Below are some records. Reproduce them exactly from their first line through the line with "Measured against the", inclusive.

• _Stored data_:
((

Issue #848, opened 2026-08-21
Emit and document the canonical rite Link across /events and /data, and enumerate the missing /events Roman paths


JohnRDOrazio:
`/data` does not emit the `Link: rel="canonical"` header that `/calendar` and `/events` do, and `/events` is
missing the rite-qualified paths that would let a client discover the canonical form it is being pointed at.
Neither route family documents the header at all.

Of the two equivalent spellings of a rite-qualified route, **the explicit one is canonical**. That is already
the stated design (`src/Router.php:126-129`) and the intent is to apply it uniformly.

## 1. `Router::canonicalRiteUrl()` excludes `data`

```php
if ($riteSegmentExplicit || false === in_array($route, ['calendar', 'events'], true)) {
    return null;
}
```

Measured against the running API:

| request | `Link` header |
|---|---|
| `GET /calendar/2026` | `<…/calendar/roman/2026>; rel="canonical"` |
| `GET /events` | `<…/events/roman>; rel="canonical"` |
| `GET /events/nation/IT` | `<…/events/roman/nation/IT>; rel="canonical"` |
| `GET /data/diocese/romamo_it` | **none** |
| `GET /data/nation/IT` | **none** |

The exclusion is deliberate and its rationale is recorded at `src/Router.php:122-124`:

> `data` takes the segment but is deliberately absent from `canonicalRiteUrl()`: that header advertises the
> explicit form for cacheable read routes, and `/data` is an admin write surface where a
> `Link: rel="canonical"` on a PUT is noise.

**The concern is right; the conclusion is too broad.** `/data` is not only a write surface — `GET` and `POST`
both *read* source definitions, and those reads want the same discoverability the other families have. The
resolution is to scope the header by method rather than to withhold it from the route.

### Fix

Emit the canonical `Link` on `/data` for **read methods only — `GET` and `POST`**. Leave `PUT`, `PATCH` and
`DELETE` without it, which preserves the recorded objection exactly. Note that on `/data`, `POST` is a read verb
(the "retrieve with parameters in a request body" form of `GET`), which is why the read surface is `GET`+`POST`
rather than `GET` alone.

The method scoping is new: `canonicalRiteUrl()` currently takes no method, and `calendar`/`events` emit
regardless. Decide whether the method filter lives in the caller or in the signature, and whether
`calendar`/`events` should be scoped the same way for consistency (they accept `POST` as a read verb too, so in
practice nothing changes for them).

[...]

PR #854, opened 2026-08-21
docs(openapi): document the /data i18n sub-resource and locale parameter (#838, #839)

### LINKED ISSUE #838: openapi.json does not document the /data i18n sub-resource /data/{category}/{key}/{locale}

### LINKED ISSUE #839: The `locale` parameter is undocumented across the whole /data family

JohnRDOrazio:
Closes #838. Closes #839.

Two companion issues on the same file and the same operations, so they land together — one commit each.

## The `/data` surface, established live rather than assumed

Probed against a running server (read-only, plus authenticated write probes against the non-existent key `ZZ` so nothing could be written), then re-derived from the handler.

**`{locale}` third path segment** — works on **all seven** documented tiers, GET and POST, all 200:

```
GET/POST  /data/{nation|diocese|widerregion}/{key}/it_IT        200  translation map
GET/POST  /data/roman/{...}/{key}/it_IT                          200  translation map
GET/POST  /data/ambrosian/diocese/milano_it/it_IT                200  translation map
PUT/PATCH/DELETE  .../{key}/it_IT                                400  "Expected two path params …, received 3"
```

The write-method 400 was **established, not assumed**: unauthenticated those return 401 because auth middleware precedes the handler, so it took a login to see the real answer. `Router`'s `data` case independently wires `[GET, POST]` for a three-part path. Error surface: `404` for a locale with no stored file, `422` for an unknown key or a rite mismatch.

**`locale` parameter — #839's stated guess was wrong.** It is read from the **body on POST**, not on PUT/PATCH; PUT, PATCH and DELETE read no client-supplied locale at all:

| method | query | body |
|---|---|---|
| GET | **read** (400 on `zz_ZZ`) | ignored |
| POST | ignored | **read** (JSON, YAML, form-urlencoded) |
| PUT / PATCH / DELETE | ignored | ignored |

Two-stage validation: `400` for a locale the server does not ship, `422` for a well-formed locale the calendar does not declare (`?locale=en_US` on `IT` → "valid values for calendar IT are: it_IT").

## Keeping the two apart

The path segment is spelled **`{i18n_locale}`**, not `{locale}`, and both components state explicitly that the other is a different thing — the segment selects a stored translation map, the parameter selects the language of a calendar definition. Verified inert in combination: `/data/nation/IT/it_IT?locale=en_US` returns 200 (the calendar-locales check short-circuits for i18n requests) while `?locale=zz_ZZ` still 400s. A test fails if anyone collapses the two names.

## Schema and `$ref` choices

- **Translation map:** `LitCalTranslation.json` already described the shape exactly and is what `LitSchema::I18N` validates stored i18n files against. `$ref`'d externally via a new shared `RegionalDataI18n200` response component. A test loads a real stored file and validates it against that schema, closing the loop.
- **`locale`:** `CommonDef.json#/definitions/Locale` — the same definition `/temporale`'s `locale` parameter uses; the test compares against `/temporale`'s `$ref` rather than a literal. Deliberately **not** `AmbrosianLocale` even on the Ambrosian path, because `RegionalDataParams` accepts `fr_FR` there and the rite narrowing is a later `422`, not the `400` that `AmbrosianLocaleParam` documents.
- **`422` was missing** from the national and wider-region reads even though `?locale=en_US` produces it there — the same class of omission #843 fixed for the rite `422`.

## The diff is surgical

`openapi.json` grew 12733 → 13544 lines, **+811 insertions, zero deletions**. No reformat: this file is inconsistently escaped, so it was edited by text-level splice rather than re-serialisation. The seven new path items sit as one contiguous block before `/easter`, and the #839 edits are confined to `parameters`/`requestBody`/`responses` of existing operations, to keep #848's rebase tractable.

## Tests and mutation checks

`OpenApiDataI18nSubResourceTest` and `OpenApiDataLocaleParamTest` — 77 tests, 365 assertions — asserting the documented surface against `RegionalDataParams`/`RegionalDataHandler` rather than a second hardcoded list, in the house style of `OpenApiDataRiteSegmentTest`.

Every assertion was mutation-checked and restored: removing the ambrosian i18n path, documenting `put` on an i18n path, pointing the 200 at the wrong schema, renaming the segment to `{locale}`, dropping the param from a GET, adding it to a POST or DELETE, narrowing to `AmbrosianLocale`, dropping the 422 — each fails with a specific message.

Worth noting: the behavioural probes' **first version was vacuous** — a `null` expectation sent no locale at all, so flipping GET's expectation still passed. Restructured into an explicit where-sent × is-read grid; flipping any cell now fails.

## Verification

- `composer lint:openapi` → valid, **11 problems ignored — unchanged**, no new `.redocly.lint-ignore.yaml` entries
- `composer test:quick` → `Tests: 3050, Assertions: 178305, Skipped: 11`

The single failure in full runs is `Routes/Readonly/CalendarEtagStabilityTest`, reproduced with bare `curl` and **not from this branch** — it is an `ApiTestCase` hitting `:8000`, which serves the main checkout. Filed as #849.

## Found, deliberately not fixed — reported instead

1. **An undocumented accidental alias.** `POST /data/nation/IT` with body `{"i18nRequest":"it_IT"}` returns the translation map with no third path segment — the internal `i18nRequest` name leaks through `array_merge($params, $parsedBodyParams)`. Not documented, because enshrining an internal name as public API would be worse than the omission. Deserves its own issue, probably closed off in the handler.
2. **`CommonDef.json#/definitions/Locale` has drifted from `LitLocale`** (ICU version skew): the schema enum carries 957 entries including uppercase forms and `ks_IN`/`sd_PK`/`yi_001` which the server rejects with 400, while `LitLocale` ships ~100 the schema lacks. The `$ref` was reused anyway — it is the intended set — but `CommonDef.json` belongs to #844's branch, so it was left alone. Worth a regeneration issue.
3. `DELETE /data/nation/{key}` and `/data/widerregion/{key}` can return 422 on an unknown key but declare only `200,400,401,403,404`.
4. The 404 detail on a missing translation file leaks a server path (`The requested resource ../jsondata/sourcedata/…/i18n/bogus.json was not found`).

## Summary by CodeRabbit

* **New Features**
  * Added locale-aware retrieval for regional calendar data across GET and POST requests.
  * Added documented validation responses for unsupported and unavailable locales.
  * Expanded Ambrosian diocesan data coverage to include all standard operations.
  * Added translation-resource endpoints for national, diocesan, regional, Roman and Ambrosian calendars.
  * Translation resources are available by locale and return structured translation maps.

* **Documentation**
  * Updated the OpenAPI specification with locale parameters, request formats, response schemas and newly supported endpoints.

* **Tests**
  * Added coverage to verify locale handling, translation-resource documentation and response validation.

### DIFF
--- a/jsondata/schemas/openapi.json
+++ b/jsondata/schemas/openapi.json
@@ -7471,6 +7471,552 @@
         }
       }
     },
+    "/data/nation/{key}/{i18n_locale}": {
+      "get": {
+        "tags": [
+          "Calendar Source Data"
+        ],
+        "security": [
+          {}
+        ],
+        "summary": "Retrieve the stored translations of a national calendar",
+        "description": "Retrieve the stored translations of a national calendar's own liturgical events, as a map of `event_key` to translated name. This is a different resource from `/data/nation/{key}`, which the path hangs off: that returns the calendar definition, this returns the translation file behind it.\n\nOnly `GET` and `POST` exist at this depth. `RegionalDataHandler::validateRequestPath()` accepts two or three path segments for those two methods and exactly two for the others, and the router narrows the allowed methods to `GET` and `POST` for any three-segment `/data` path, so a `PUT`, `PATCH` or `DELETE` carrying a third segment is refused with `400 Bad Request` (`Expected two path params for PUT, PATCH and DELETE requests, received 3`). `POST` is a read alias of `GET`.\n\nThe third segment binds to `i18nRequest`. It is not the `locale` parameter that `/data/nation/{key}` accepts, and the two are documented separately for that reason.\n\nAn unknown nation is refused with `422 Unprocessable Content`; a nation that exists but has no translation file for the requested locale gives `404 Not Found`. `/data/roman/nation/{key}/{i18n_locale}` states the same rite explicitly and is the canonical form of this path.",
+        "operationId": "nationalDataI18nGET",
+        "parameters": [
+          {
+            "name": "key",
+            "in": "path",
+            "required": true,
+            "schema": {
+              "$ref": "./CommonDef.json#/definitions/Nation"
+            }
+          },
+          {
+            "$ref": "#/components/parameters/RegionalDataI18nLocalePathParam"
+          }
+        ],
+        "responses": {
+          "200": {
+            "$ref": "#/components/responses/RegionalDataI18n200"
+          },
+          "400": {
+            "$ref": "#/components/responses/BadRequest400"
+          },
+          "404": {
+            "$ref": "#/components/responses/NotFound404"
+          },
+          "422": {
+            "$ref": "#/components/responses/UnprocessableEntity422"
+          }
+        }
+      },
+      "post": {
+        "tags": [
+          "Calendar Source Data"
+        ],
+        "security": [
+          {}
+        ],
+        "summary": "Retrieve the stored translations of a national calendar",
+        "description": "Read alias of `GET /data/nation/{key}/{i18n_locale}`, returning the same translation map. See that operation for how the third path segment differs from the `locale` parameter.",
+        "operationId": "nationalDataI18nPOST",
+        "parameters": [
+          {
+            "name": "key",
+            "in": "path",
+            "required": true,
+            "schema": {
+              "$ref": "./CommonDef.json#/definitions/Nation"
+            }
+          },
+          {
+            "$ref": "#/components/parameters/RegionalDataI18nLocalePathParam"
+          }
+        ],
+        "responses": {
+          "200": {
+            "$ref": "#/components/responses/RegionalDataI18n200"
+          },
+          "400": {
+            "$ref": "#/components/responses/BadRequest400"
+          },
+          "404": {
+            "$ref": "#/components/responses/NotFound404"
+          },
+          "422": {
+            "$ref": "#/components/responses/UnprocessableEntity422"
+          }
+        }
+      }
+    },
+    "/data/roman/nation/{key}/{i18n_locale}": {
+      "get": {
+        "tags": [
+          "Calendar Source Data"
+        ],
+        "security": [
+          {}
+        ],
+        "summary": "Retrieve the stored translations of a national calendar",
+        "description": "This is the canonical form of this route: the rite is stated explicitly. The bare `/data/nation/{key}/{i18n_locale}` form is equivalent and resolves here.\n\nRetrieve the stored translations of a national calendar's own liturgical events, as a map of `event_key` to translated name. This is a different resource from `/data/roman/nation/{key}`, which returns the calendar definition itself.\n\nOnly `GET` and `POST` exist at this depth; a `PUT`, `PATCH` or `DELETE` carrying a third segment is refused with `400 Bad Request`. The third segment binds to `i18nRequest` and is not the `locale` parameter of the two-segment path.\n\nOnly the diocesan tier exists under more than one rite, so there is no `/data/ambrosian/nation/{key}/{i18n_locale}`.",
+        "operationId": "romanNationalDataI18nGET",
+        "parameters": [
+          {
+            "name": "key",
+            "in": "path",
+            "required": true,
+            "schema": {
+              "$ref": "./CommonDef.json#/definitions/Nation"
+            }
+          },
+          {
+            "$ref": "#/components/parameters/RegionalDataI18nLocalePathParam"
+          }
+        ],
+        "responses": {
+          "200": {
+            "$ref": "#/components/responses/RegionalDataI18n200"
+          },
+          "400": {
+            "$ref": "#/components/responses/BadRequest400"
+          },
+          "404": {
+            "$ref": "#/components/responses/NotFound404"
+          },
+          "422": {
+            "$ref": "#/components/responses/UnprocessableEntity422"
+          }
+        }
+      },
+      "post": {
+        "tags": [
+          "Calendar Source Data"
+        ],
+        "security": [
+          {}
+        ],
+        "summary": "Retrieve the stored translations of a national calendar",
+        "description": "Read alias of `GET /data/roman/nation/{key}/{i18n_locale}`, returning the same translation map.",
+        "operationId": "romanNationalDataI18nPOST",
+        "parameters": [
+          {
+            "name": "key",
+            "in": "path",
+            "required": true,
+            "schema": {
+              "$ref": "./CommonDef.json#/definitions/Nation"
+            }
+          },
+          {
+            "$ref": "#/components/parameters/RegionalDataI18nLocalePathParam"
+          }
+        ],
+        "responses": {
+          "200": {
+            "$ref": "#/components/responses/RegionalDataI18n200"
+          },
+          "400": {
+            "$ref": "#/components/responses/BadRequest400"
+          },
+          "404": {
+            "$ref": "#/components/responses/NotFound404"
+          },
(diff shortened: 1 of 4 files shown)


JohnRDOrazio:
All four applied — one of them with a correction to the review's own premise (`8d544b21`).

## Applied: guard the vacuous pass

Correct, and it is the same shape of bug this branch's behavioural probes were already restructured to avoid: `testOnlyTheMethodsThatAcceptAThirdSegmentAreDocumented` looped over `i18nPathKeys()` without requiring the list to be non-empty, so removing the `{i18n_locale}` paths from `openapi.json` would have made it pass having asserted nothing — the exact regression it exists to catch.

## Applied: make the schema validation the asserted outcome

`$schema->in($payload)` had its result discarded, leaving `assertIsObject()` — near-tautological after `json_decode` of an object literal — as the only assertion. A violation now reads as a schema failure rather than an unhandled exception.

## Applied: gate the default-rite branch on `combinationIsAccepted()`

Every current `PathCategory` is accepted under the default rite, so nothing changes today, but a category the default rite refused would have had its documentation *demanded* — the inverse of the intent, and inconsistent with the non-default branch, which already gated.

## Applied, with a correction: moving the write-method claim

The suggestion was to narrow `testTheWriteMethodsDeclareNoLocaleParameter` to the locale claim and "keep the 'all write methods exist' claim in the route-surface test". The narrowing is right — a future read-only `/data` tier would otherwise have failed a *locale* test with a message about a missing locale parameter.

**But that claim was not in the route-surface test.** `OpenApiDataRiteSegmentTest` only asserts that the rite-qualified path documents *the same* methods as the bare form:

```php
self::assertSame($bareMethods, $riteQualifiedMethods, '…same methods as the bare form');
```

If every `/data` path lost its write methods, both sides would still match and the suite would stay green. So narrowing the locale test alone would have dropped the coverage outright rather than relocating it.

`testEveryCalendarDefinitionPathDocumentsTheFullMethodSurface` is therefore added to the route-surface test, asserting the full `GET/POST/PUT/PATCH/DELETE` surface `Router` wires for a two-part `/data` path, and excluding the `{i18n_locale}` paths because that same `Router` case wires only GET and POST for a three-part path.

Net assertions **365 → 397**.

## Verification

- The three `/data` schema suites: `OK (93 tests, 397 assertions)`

))

• _TASK ANSWER_:
Issue #848, opened 2026-08-21
Emit and document the canonical rite Link across /events and /data, and enumerate the missing /events Roman paths


JohnRDOrazio:
`/data` does not emit the `Link: rel="canonical"` header that `/calendar` and `/events` do, and `/events` is
missing the rite-qualified paths that would let a client discover the canonical form it is being pointed at.
Neither route family documents the header at all.

Of the two equivalent spellings of a rite-qualified route, **the explicit one is canonical**. That is already
the stated design (`src/Router.php:126-129`) and the intent is to apply it uniformly.

## 1. `Router::canonicalRiteUrl()` excludes `data`

```php
if ($riteSegmentExplicit || false === in_array($route, ['calendar', 'events'], true)) {
    return null;
}
```

Measured against the running API:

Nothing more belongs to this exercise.